In 2018, I established an executive initiative called The Law Department as a Business Enabler. Throughout the year, the initiative spotlighted shared experiences and success stories related to how several in-house legal executives based in the US Midwest Region work to advance their corporate law department’s mission. I rounded out a very successful year for the initiative with an executive roundtable that I hosted on December 6 in Chicago. The roundtable was co-sponsored by Morae Global.
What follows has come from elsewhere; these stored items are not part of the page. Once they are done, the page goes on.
PR #1341, opened 2020-09-25
Tag energy boundaries as pymoab sparse

zxkjack123:
##  Description
Add energy boundaries data (`e_bins`) as a PyMOAB SPARSE tag. This PR is the replacement of PR #1157 .

## Motivation and Context
This PR aims to tag energy boundaries data (`e_bins`) as a PyMOAB NativeMeshTag for a mesh in the r2s workflow. The `e_bins` tag will replace the file "e_bounds" in the photon transport step of PyNE R2S. 

## Behaviour
Before this PR, a "e_bounds" text file is required in photon transport of r2s.
After this PR, the "e_bounds" is no longer required, the `e_bounds` information can be passed in by `source.h5m` file. The `e_bounds` are stored in the `source.h5m` as a sparse tag.
For compability, it is still supported to use text file with the old `source.h5m` generated before this PR.

## Todo
- [x] : read `e_bounds` from h5m file during the source sampling
- [x] : add new sampler without e_bounds argument
- [x] : compatible of two ways to pass in `e_bounds`:
    - [x] : use 'e_bounds' in `source.h5m` if it exists
    - [x] : use 'e_bounds' provided by txt file if 'source.h5m' does not contain it 
- [x] : update docs


zxkjack123:
@pshriwise I am trying to tag a sparse tag on mesh with `NativeMeshTag` with `MB_TAG_SPARSE`. The data is tagged, but it works like `MB_TAG_DNESE`. Do I use the wrong parameters here?

pshriwise:
This means it behaves like a dense tag in that each element has a tag value after the tag is created?

pshriwise:
When you say it works like `MB_TAG_DENSE` this means that all of the elements have a value when you're only trying to tag a few?

zxkjack123:
> When you say it works like `MB_TAG_DENSE` this means that all of the elements have a value when you're only trying to tag a few?

Yes. I want the tag data appears only once, but it appears `num_ves` times, just like `MB_TAG_DENSE` tag. For example, the data I want to tag in the test function is `[0.0, 0.1, 20]`, the targe mesh has 4 elements. However, the output tag data is: 
```
[[0.0, 0.1, 20],
[0.0, 0.1, 20],
[0.0, 0.1, 20],
[0.0, 0.1, 20]]
```

pshriwise:
Sounds good. I'll take a look shortly.

pyne/mesh.py
```diff
@@ -974,6 +996,22 @@ def tag(self, name, value=None, tagtype=None, doc=None, size=None,
         dtype : numpy dtype, optional
             The data type of the tag. This only applies to NativeMeshTags. See PyMOAB
             for more details.
+        storage_type: str, optional
```
pshriwise, line 997: I think the storage types listed below should be `'sparse'` and `'dense'` based on the type description here and the code below.

pyne/mesh.py
```diff
@@ -1008,9 +1046,19 @@ def tag(self, name, value=None, tagtype=None, doc=None, size=None,
                                  'or dtype'.format(name))
             else:
                 tagtype = MetadataTag
+
         if tagtype is NativeMeshTag or tagtype.lower() == 'nat_mesh':
+            # storage_type works for only NativeMeshTag
+            if storage_type is None or storage_type.lower() == 'dense':
+                storage_type = types.MB_TAG_DENSE
+            elif storage_type == types.MB_TAG_SPARSE or \
```
pshriwise: I think we only want to check if the `storage_type` is equal to `'sparse'` here.

pyne/mesh.py
```diff
@@ -1452,6 +1501,22 @@ def tag_cell_fracs(self, cell_fracs):
                  size=1, dtype=float)
 
 
+    def tag_e_bins(self, e_bins):
```
pshriwise: This is a nice convenience function, but it seems a little out of place, a little too specific, for this generic `Mesh` class. It might be better off in the location of the code being used?

tests/test_mesh.py
```diff
@@ -1002,6 +1002,13 @@ def test_tag_cell_fracs():
         assert_equal(m.cell_largest_frac[i],
                      exp_cell_largest_frac[i])
 
+def test_tag_e_bins():
+    m = gen_mesh()
+    e_bins = np.array([0.0, 0.1, 20])
+
+    m.tag_e_bins(e_bins)
```
pshriwise: This test looks good to me. Based on my comment above we may want to create the tag manually here instead.

pshriwise (changes requested):
Thanks for the addition @zxkjack123! You did a nice job keeping the internals of the Mesh class' reliance on PyMOAB mostly separate from the external API. I just have a few comments on how to complete that and on the `tag_e_ bins` convenience method.

tests/test_mesh.py
zxkjack123: @pshriwise I have moved the `tag_e_bins` to `r2s` part as it is used in `r2s step2`. The test function fails for me (with pymoab version '5.1.0'), here is the error message:
```
FAIL: test_r2s.test_tag_e_bins
  File "/home/gw/.local/lib/python3.6/site-packages/nose/case.py", line 198, in runTest
    self.test(*self.arg)
  File "/home/gw/opt/pyne/tests/test_r2s.py", line 378, in test_tag_e_bins
    assert_array_equal(m.e_bins[:], e_bins)
  File "/home/gw/.local/lib/python3.6/site-packages/numpy/testing/_private/utils.py", line 931, in assert_array_equal
    verbose=verbose, header='Arrays are not equal')
  File "/home/gw/.local/lib/python3.6/site-packages/numpy/testing/_private/utils.py", line 759, in assert_array_compare
    raise AssertionError(msg)
AssertionError: 
Arrays are not equal

(shapes (4, 3), (3,) mismatch)
 x: array([[ 0. ,  0.1, 20. ],
       [ 0. ,  0.1, 20. ],
       [ 0. ,  0.1, 20. ],
       [ 0. ,  0.1, 20. ]])
 y: array([ 0. ,  0.1, 20. ])
```
How should we do it if we want to create the tag `manually`?

pshriwise: Sorry for taking to long to get back to you @zxkjack123. It looks like there are a couple of things preventing the behavior you want. First, there's this behavior at the bottom of `Mesh.tag`:

https://github.com/pyne/pyne/blob/dc5fccf9b1624fc6e70e976f6c433e5a2e7f074b/pyne/mesh.py#L1020-L1021

If a tag is added to the mesh with the `value` keyword set. The method will set that value for all elements on the mesh. This is happening in the `t[:] = value` line. So even though it is being stored in a sparse manner in PyMOAB, all elements are getting data and it behaves like a dense tag.

Second, there's a similar line in the `NativeMeshTag` constructor:

https://github.com/pyne/pyne/blob/dc5fccf9b1624fc6e70e976f6c433e5a2e7f074b/pyne/mesh.py#L398-L399

which will set a default value if provided. Changing the default value to `None` should fix this problem, though if a tag is dense it's considered best practice to provide a default value. I'll leave it up to you as to how you'd like to address that.

With that fix to the second problem in place, the best way I can see to set a single tag value for the mesh in `tag_e_bins` would be

```python
def tag(m, e_bins, tag_name='e_bins'):
    m.tag(name=tag_name, doc='energy boundaries of the photon source',
              tagtype=NativeMeshTag, size=len(e_bins), dtype=float,          
              storage_type='sparse')                                                                                                                                                                                                                    
    m.get_tag(tag_name)[m] = e_bxins
    return m
```

This syntax tags the energy bins on the mesh instance.

The `test_tag_e_bins` function will need to be updated as well to only check for the energy bins on the mesh instance:

```python
assert_array_equal(m.e_bins[m], e_bins)
```

I could see that becoming a one-liner function in `r2s.py` for convenience:

```python
def get_e_bins(m):
    return m.e_bins[m]
```

pshriwise:
Not sure what’s going on with the `changelog_update` failure. Looks like it’s getting to this line

https://github.com/pyne/pyne/blob/dc5fccf9b1624fc6e70e976f6c433e5a2e7f074b/.circleci/changelog_test.sh#L20

and failing due the value of `default_branch` being `null`. Maybe I’m misinterpreting that though.

Any thoughts @gonuke, @bam241?

zxkjack123:
Thanks for the help of @pshriwise , this PR is ready to review.

pyne/mesh.py
```diff
@@ -554,6 +574,8 @@ def expand(self):
 
         if self.size < 2:
             raise TypeError("Cannot expand a tag that is already a scalar.")
+        if self.storage_type == types.MB_TAG_SPARSE:
+            raise TypeError("Expand of a sparse tag is not implemented.")
```
pshriwise:
```suggestion
            raise TypeError("Expansion of sparse tags is not implemented.")
```

pyne/mesh.py
```diff
@@ -1008,9 +1046,20 @@ def tag(self, name, value=None, tagtype=None, doc=None, size=None,
                                  'or dtype'.format(name))
             else:
                 tagtype = MetadataTag
+
         if tagtype is NativeMeshTag or tagtype.lower() == 'nat_mesh':
+            # storage_type works for only NativeMeshTag
```
pshriwise: Along the lines of this comment. I'm wondering if we would raise a warning for a non-default value of `storage_type` if the specified tag type isn't `NativeMeshTag`?

src/source_sampling.cpp
```diff
@@ -56,7 +57,8 @@ std::vector<double> pyne::read_e_bounds(std::string e_bounds_file){
       e_bounds.push_back(value);
   }
   else {
-    throw std::runtime_error("File " + e_bounds_file + " not found or no read permission");
+    //throw std::runtime_error("File " + e_bounds_file + " not found or no read permission");
```
pshriwise: Let's remove this commented line.

src/source_sampling.cpp
```diff
@@ -125,6 +127,65 @@ pyne::Sampler::Sampler(std::string filename,
...
+    if (e_bounds.size() > 0) {
+      // there is also an user defined e_bounds
+      std::cout<<"warning: e_bounds in 'source.h5m' will be used."<<std::endl;
+    }
+  }
+  setup();
+}
+
+pyne::Sampler::Sampler(std::string filename,
+                 std::map<std::string, std::string> tag_names,
```
pshriwise: Indentation updates needed here.

src/source_sampling.cpp
```diff
@@ -125,6 +127,65 @@ pyne::Sampler::Sampler(std::string filename,
...
+                 int mode)
+  : filename(filename),
```
pshriwise: These data member initializers can probably do on the same line.

src/source_sampling.h
```diff
@@ -180,6 +180,14 @@ namespace pyne {
             std::map<std::string, std::string> tag_names,
             std::vector<double> e_bounds,
             int mode);
+    /// Constuctor for simplified overall sampler
```
pshriwise, line 184:
```suggestion

    /// Constuctor for simplified overall sampler
```

src/source_sampling.cpp
```diff
@@ -224,6 +285,25 @@ void pyne::Sampler::setup() {
...
+  // get e_bounds tag data
+  moab::ErrorCode rval;
+  moab::Tag e_bounds_tag;
+  rval = mesh->tag_get_handle(e_bounds_tag_name.c_str(),
+                              e_bounds_tag);
+  if (rval == moab::MB_SUCCESS) {
+    // use e_bounds in 'source.h5m'
+    e_bounds.resize(num_e_groups + 1);
+    moab::EntityHandle root_set = mesh->get_root_set();
+    rval = mesh->tag_get_data(e_bounds_tag, &root_set, 1, &e_bounds[0]);
```
pshriwise:
```suggestion
    rval = mesh->tag_get_data(e_bounds_tag, &root_set, 1, e_bounds.data());
```

pyne/source_sampling.pyx
```diff
@@ -382,6 +383,38 @@ cdef class Sampler:
...
+    def _sampler_sampler_3(self, filename, tag_names, mode):
+        """Sampler(self, filename, tag_names, mode)
+        
+        Constuctor for overall Sampler
+        
+        Parameters
+        ----------
+        filename : std::string
+        
+        tag_names : std::map<std::string, std::string>
```
pshriwise, line 397: Missing parameter description for the `mode` argument here.

pyne/mesh.py
```diff
@@ -974,6 +996,22 @@ def tag(self, name, value=None, tagtype=None, doc=None, size=None,
...
+                entity handle
+            dense - MB_TAG_DENSE tag, values are stored in arrays which match
+                arrays of contiguous entity handles. Dense tags are more
+                efficient in both storage and memory if large numbers of
+                entities are assigned the same tag. Storage for a given dense
+                tag is not allocated until a tag value is set on an entity;
+                memory for a given dense tag is allocated for all entities in a
+                given sequence at the same time.  Sparse: Sparse tags are stored
+                as a list of (entity handle, tag value) tuples, one list per
+                sparse tag, sorted by entity handle.
```
pshriwise:
```suggestion
            dense - MB_TAG_DENSE tag, values are stored in arrays which match
                arrays of contiguous entity handles. Dense tags are more
                efficient in both storage and memory if large numbers of
                entities are assigned the same tag. Storage for a given dense
                tag is not allocated until a tag value is set on an entity, at which point
                memory allocation for the dense tag occurs for all entities.
```

pshriwise: The sparse description was present twice here. I also made some updates to the description of dense tags.

pyne/mesh.py
```diff
@@ -368,6 +368,22 @@ def __init__(self, size=1, dtype='f8', default=0.0, mesh=None, name=None,
...
+                entity handle
+            MB_TYPE_DENSE - Dense tag values are stored in arrays which match
+                arrays of contiguous entity handles. Dense tags are more
+                efficient in both storage and memory if large numbers of
+                entities are assigned the same tag. Storage for a given dense
+                tag is not allocated until a tag value is set on an entity;
+                memory for a given dense tag is allocated for all entities in a
+                given sequence at the same time.  Sparse: Sparse tags are stored
+                as a list of (entity handle, tag value) tuples, one list per
+                sparse tag, sorted by entity handle.
```
pshriwise: The description updates below apply here as well.

docs/usersguide/source_sampling.rst
```diff
@@ -154,9 +155,7 @@ a single argument: an integer representing the problem mode (0: DEFAULT_USER, 1:
 DEFAULT_UNIFORM, 2: DEFAULT_USER, 3: SUBVOXEL_ANALOG, 4: SUBVOXEL_UNIFORM,
 5: SUBVOXEL_USER). This function assumes the mesh file is "source.h5m" and
 that the tag names are "source_density", "biased_source_density",
```
pshriwise, line 157: The `"source_density"` parameter was removed in the source code below. Does it need to be removed here as well?

pshriwise (changes requested):
The removal of the `e_bounds` file is a significant improvement in streamlining the R2S workflow. Thanks for all your effort @zxkjack123!

Just some line comments here.

bam241:
The Changelog test is failing because you are following the PyNE project on CI.
So CI is running on your account and not the PyNE account.
The Changelog test needs the variable set in the PyNE account to run, but can't access them.

I would suggest you unfollow the PyNE project on you personal CircleCI account, which is not required unless you want CI to run on PR you do on your own PyNE fork.
Let me know if any of this does not make sense...

pyne/mesh.py
zxkjack123: Done in https://github.com/pyne/pyne/pull/1341/commits/e9020ad9f10e21d928064808cad076131b064b1d.

src/source_sampling.cpp
zxkjack123: Done in https://github.com/pyne/pyne/pull/1341/commits/0315a7f4cde0e9080c8d4f77b27e4a5f3665a7e3.

src/source_sampling.cpp
zxkjack123: Done in https://github.com/pyne/pyne/pull/1341/commits/296650d9683e6f43ebbb2dab15ff59edfccf2593.

pyne/source_sampling.pyx
zxkjack123: Parameter description updated in https://github.com/pyne/pyne/pull/1341/commits/6adbeb57e8a52ead1ffe7f28c2140750edfd98a1.

docs/usersguide/source_sampling.rst
zxkjack123: No, the "source_density" is the (hard coded) value of the parameter "src_tag_name". It is still used in the code.

zxkjack123:
> The Changelog test is failing because you are following the PyNE project on CI.
> So CI is running on your account and not the PyNE account.
> The Changelog test needs the variable set in the PyNE account to run, but can't access them.
> 
> I would suggest you unfollow the PyNE project on you personal CircleCI account, which is not required unless you want CI to run on PR you do on your own PyNE fork.
> Let me know if any of this does not make sense...

Thanks @bam241 . Your method works.

pshriwise (approved):
Looks like everything has been addressed and this seems to work nicely. Thanks for your diligence @zxkjack123!

Will merge tomorrow if there are no other comments.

I facilitated a discussion with executives from a number of leading organizations including:
United Airlines
Microsoft
JBT Corporation
Guaranteed Rate
Jones Lang LaSalle
Illinois Medical District
ClariLegal
TJM Institutional Services
Motorola Solutions
American Medical Association
Archer Daniels Midland Company
The Kraft Heinz Company
Key Takeaways from the Discussion:
What are the Practical Legal and Business Considerations in Exploring the Corporate Law Department’s Mission to Protect and Enable the Business: Start with the Mission, Right People, Right Process, Right Systems… and a Business Partner Approved Scorecard?
- Law Department Mission:
- Many organizations have a mission statement, yet, their law departments do not. Whether a law department has a mission statement or not, the group agreed that some business partners still come up with their own impressions of the law department with the following negative characterizations discussed: The No Function; The Sales Prevention Team; Just a Cost Center; Expensive Risk Management; The Revenue Hold Up Department.
- The group agreed that law departments should focus on mission statements that demonstrate the commitment to a more strategic relationship with the business with these characterizations discussed most often: Trusted Advisor, Relationship-Driven, Problem Solver, and Business Partner. One insightful input: “Everything is a business decision till it can no longer be”.
- Right People:
- The group discussed the challenge of “cultural fit” when recruiting and retaining legal professionals, both for in-house responsibilities and outside counsel relationships. The group consensus was that it is more effective to assess “cultural enhancement” as opposed to just “cultural fit”. For example, does a new in-house hire’s skills enhance the law department’s ability to bring more work in-house? Another example, does outside counsel meet diverse staffing requirements?
- Beyond having the requisite technical skills (“hard skill”) to do the job, the most popular “soft skill” characteristics that the group focused on were: Empathetic, Flexible, Curious, Resilient, and Having a Value Mindset.
- Right Process:
- The group discussed insights on how law departments can better align with enterprise objectives during the annual strategic planning process. This process would likely vary across industries and organizations, but one insight was to build a law department’s goals for the year using the same language as the business partner’s goals. For example, if the business partner has a focus on “New Customers”, the law department can organize its contract management process to be more responsive to new customer agreements.
- Right Systems:
- Most of the group had a contract management system in place
- Less than half of the group had a matter management system in place
- The group discussed systems that could help law departments provide self-service solutions to their business partners. The most popular workflow items for self-service solutions were: Non-Disclosure Agreements (NDAs), Certain Sales and Procurement Agreements (such as Pricing Agreements), and other workflow items where the approval process can be documented and then automated.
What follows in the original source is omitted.